··· Recorded data ···
PR #192, opened 2019-04-09
[WIP] Chore/add social meta tags

### LINKED ISSUE #191: Add meta tags to support social cards
I'd like to ensure that when people link to proto.school from social media platforms, a card is produced. 

Currently the Twitter card validator can't come up with anything at all to use: 
image

Ideally we could ensure support for all of Twitter, Facebook, LinkedIn, etc. by using Twitter and Open Graph meta tags in our head.

Some resources:

https://developer.twitter.com/en/docs/tweets/optimize-with-cards/guides/getting-started
https://developers.facebook.com/docs/sharing/webmasters/
https://css-tricks.com/essential-meta-tags-social-media/

At the moment, the whole site is parsed as a single page, so for the time being my guess is that even if you provided a link to a specific URL, all URLs would have to use the same card as each other.  So our first step is to get sharing working well for the site as a whole, and when we tackle #179 to help crawlers see the site as separate pages, we can try to find a way to implement separate meta tags for each page.

terichadbourne:
closes #191 

@fsdiogo Do you know what the real URL would be for an image living in src/static/images? Or whether there's somewhere else I'd need to put an image to be referenced within a metatag for social? 

Also, I accidentally checked out my new branch from your branch instead of code. 🤦‍♀️


terichadbourne:
My best interpretation of https://cli.vuejs.org/guide/html-and-static-assets.html#static-assets-handling led me to move that image to the `public` folder. 🤷‍♀️

fsdiogo:
> @fsdiogo Do you know what the real URL would be for an image living in src/static/images?

Those images pass through webpack and have an hash appended to them, they're supposed to be used with relative paths, as said in the link you posted.

> My best interpretation of cli.vuejs.org/guide/html-and-static-assets.html#static-assets-handling led me to move that image to the public folder. 🤷‍♀️

Yes, everything you put in the `public` folder won't go through webpack and you can access them directly by `site.url/<your_file>`.

So, the simplest solution is putting it in the public folder, and it works. We should be able to reference them relatively too, and webpack would take care of it, but as it's just one single image, I think this is good to go for now.

Issue #182, opened 2019-04-02
Feature: Surface console logs into the UI


terichadbourne:
per a chat with @fsdiogo... 

Currently there are a few lessons where we ask the user to open their console and see something printed there. For example, we might ask them to view a CID to see how it's different before and after an action. It would be great if we could print console logs (or even better, only specific ones) to the screen instead so the user doesn't need to figure out how to open the console and can keep their focus in our UI.

Something similar is done in IPLD Explorer.

fsdiogo:
👋 I've been doing some experiments on how we could possibly tackle this and I've got two proposals:


**1)** Using [JSON.stringify()](https://developer.mozilla.org/en-US/docs/Web/JavaScript/Reference/Global_Objects/JSON/stringify) with a bit of formatting;

<img width="792" alt="stringify" src="https://user-images.githubusercontent.com/33324750/56149938-95dc5c00-5fa5-11e9-9260-fb89f2875626.png">

- Pros
  - the result is clean and readable
  - we don't have to use any other third-party lib for this
  - as we're already using `highlight.js`, I'm trying to syntax highlight this output to make it easier on the eyes and more appealing (haven't got it working, but it should be something on my end)
- Cons
  - no expand/collapse functionality like in the dev tools, so if the output is big we'll get a lot of text


**2)** Using [vue-object-view](https://github.com/ebuzek/vue-object-view);

<img width="808" alt="vue-object-view" src="https://user-images.githubusercontent.com/33324750/56149939-95dc5c00-5fa5-11e9-863b-d43b86185d5c.png">

- Pros
  - gives us the ability to expand/collapse (but it's strict and not customizable)
- Cons
  - adding a third-party lib that doesn't seem to have any activity in a while
  - no syntax highlighting (or so it seems)


I'm in favour of using **(1)** and getting the syntax highlighting working, but as I lost some time on trying **(2)** it's worth mentioning it! Haven't found any other lib like `vue-object-view`, if you know some please mention it so I can try it out!

fsdiogo:
Oh, I forgot to mention it, the way I've wired this up is that you just have to  pass a key/value to the object of the return of the `validate` function, with `log: foo` (where `foo` is what you want to log) and `logDesc: bar` (where `bar` is the description below the `Step 3: Check the data`. If those keys aren't found that step is not shown.

mikeal:
[...]

PR #198, opened 2019-04-17
feat: show logs on ui

fsdiogo:
Surfaces the console logs on to the UI, so user won't have to open their dev tools.

Closes https://github.com/ProtoSchool/protoschool.github.io/issues/182.


fsdiogo:
We should merge https://github.com/ProtoSchool/protoschool.github.io/pull/111 so people can then branch of `code` and work on features without getting blocked.

To review this you can check commit https://github.com/ProtoSchool/protoschool.github.io/pull/198/commits/23b293a0232138a74b22245ab770e90b9de2f4bf and https://github.com/ProtoSchool/protoschool.github.io/pull/198/commits/f814ce225551bc331c4641fb0d3a3ef859b9ceab, but https://github.com/ProtoSchool/protoschool.github.io/pull/111 has to be merged first.

fsdiogo:
Added syntax highlighting to the outputs:

sh

fsdiogo:
@terichadbourne this is ready for review, can you take a look at the code and the instructions for adding this?

To test you'll have to uncomment the MFS lessons and pass the Lesson 3.

terichadbourne:
@fsdiogo I don't know if it happened in this PR or earlier, but I see this in the standard lesson boilerplate: 
const code = `const CID = require('cids')

const run = async () => {
  /* your code here */
}
return run
`

Can we remove `const CID = require('cids')? The `code` const is what's shown in the exercise box and I'd like it as streamlined as possible. This also looks like something only some authors might need. How else can we get CID functionality accessible without cluttering the editor? (Note that I don't see this line in the file upload boilerplate.)

terichadbourne:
···
Activity >> Everything in the material above is to be copied exactly.

Exercise response >>
PR #192, opened 2019-04-09
[WIP] Chore/add social meta tags

### LINKED ISSUE #191: Add meta tags to support social cards
I'd like to ensure that when people link to proto.school from social media platforms, a card is produced. 

Currently the Twitter card validator can't come up with anything at all to use: 
image

Ideally we could ensure support for all of Twitter, Facebook, LinkedIn, etc. by using Twitter and Open Graph meta tags in our head.

Some resources:

https://developer.twitter.com/en/docs/tweets/optimize-with-cards/guides/getting-started
https://developers.facebook.com/docs/sharing/webmasters/
https://css-tricks.com/essential-meta-tags-social-media/

At the moment, the whole site is parsed as a single page, so for the time being my guess is that even if you provided a link to a specific URL, all URLs would have to use the same card as each other.  So our first step is to get sharing working well for the site as a whole, and when we tackle #179 to help crawlers see the site as separate pages, we can try to find a way to implement separate meta tags for each page.

terichadbourne:
closes #191 

@fsdiogo Do you know what the real URL would be for an image living in src/static/images? Or whether there's somewhere else I'd need to put an image to be referenced within a metatag for social? 

Also, I accidentally checked out my new branch from your branch instead of code. 🤦‍♀️


terichadbourne:
My best interpretation of https://cli.vuejs.org/guide/html-and-static-assets.html#static-assets-handling led me to move that image to the `public` folder. 🤷‍♀️

fsdiogo:
> @fsdiogo Do you know what the real URL would be for an image living in src/static/images?

Those images pass through webpack and have an hash appended to them, they're supposed to be used with relative paths, as said in the link you posted.

> My best interpretation of cli.vuejs.org/guide/html-and-static-assets.html#static-assets-handling led me to move that image to the public folder. 🤷‍♀️

Yes, everything you put in the `public` folder won't go through webpack and you can access them directly by `site.url/<your_file>`.

So, the simplest solution is putting it in the public folder, and it works. We should be able to reference them relatively too, and webpack would take care of it, but as it's just one single image, I think this is good to go for now.

Issue #182, opened 2019-04-02
Feature: Surface console logs into the UI


terichadbourne:
per a chat with @fsdiogo... 

Currently there are a few lessons where we ask the user to open their console and see something printed there. For example, we might ask them to view a CID to see how it's different before and after an action. It would be great if we could print console logs (or even better, only specific ones) to the screen instead so the user doesn't need to figure out how to open the console and can keep their focus in our UI.

Something similar is done in IPLD Explorer.

fsdiogo:
👋 I've been doing some experiments on how we could possibly tackle this and I've got two proposals:


**1)** Using [JSON.stringify()](https://developer.mozilla.org/en-US/docs/Web/JavaScript/Reference/Global_Objects/JSON/stringify) with a bit of formatting;

<img width="792" alt="stringify" src="https://user-images.githubusercontent.com/33324750/56149938-95dc5c00-5fa5-11e9-9260-fb89f2875626.png">

- Pros
  - the result is clean and readable
  - we don't have to use any other third-party lib for this
  - as we're already using `highlight.js`, I'm trying to syntax highlight this output to make it easier on the eyes and more appealing (haven't got it working, but it should be something on my end)
- Cons
  - no expand/collapse functionality like in the dev tools, so if the output is big we'll get a lot of text


**2)** Using [vue-object-view](https://github.com/ebuzek/vue-object-view);

<img width="808" alt="vue-object-view" src="https://user-images.githubusercontent.com/33324750/56149939-95dc5c00-5fa5-11e9-863b-d43b86185d5c.png">

- Pros
  - gives us the ability to expand/collapse (but it's strict and not customizable)
- Cons
  - adding a third-party lib that doesn't seem to have any activity in a while
  - no syntax highlighting (or so it seems)


I'm in favour of using **(1)** and getting the syntax highlighting working, but as I lost some time on trying **(2)** it's worth mentioning it! Haven't found any other lib like `vue-object-view`, if you know some please mention it so I can try it out!

fsdiogo:
Oh, I forgot to mention it, the way I've wired this up is that you just have to  pass a key/value to the object of the return of the `validate` function, with `log: foo` (where `foo` is what you want to log) and `logDesc: bar` (where `bar` is the description below the `Step 3: Check the data`. If those keys aren't found that step is not shown.

mikeal:
[...]

PR #198, opened 2019-04-17
feat: show logs on ui

fsdiogo:
Surfaces the console logs on to the UI, so user won't have to open their dev tools.

Closes https://github.com/ProtoSchool/protoschool.github.io/issues/182.


fsdiogo:
We should merge https://github.com/ProtoSchool/protoschool.github.io/pull/111 so people can then branch of `code` and work on features without getting blocked.

To review this you can check commit https://github.com/ProtoSchool/protoschool.github.io/pull/198/commits/23b293a0232138a74b22245ab770e90b9de2f4bf and https://github.com/ProtoSchool/protoschool.github.io/pull/198/commits/f814ce225551bc331c4641fb0d3a3ef859b9ceab, but https://github.com/ProtoSchool/protoschool.github.io/pull/111 has to be merged first.

fsdiogo:
Added syntax highlighting to the outputs:

sh

fsdiogo:
@terichadbourne this is ready for review, can you take a look at the code and the instructions for adding this?

To test you'll have to uncomment the MFS lessons and pass the Lesson 3.

terichadbourne:
@fsdiogo I don't know if it happened in this PR or earlier, but I see this in the standard lesson boilerplate: 
const code = `const CID = require('cids')

const run = async () => {
  /* your code here */
}
return run
`

Can we remove `const CID = require('cids')? The `code` const is what's shown in the exercise box and I'd like it as streamlined as possible. This also looks like something only some authors might need. How else can we get CID functionality accessible without cluttering the editor? (Note that I don't see this line in the file upload boilerplate.)

terichadbourne:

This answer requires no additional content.